======== MATERIAL TO PROCESS ========
PR #132, opened 2017-02-25
Conditional InternalTransition

Tuan-Minh:
Hi, I have add one InternalTransitionIf for each InternalTransition methods, nothing special about them to write about.

### DIFF
--- a/src/Stateless/InternalTriggerBehaviour.cs
+++ b/src/Stateless/InternalTriggerBehaviour.cs
@@ -10,6 +10,10 @@ namespace Stateless
                 : base(trigger, new TransitionGuard(() => true, "Internal Transition"))
             {
             }
+            public InternalTriggerBehaviour(TTrigger trigger, Func<bool> guard)
+                : base(trigger, new TransitionGuard(guard, "Internal Transition"))
+            {
+            }
             public override bool ResultsInTransitionFrom(TState source, object[] args, out TState destination)
             {
                 destination = source;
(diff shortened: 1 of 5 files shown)


HenningNT:
This looks very good! I haven't tried it yet, but it looks like it can be merged as is.

src/Stateless/InternalTriggerBehaviour.cs
```diff
@@ -10,6 +10,10 @@ public InternalTriggerBehaviour(TTrigger trigger)
                 : base(trigger, new TransitionGuard(() => true, "Internal Transition"))
             {
             }
+            public InternalTriggerBehaviour(TTrigger trigger, Func<bool> guard)
+                : base(trigger, new TransitionGuard(guard, "Internal Transition"))
+            {
+            }
             public override bool ResultsInTransitionFrom(TState source, object[] args, out TState destination)
```
nblumhardt: Missing newlines between the method bodies here.

src/Stateless/InternalTriggerBehaviour.cs
```diff
@@ -10,6 +10,10 @@ public InternalTriggerBehaviour(TTrigger trigger)
                 : base(trigger, new TransitionGuard(() => true, "Internal Transition"))
```
nblumhardt: Chaining constructors would keep things DRYer here:

```
    :this(trigger, () => true)
```

nblumhardt:
Great PR, thanks!

It would cut the amount of duplication in the code quite a bit if we redirected the old methods (without `guard`s) to call the new methods. I made a comment regarding the constructor of `InternalTriggerBehavior`, but I think the same applies to `InternalPermitIf()` and so-on.

Tuan-Minh:
@nblumhardt I have address your comment regarding duplicitous code. Silly me!

nblumhardt:
Great! Thanks.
========
* PROBLEM DETAILS: Output the lines above between the one holding "Hi, I have add" and the one holding "-10,6 +10,10 @@ namespace Stateless", inclusive, with nothing before or after them.

* REPLY TO THE EXERCISE:
Hi, I have add one InternalTransitionIf for each InternalTransition methods, nothing special about them to write about.

### DIFF
--- a/src/Stateless/InternalTriggerBehaviour.cs
+++ b/src/Stateless/InternalTriggerBehaviour.cs
@@ -10,6 +10,10 @@ namespace Stateless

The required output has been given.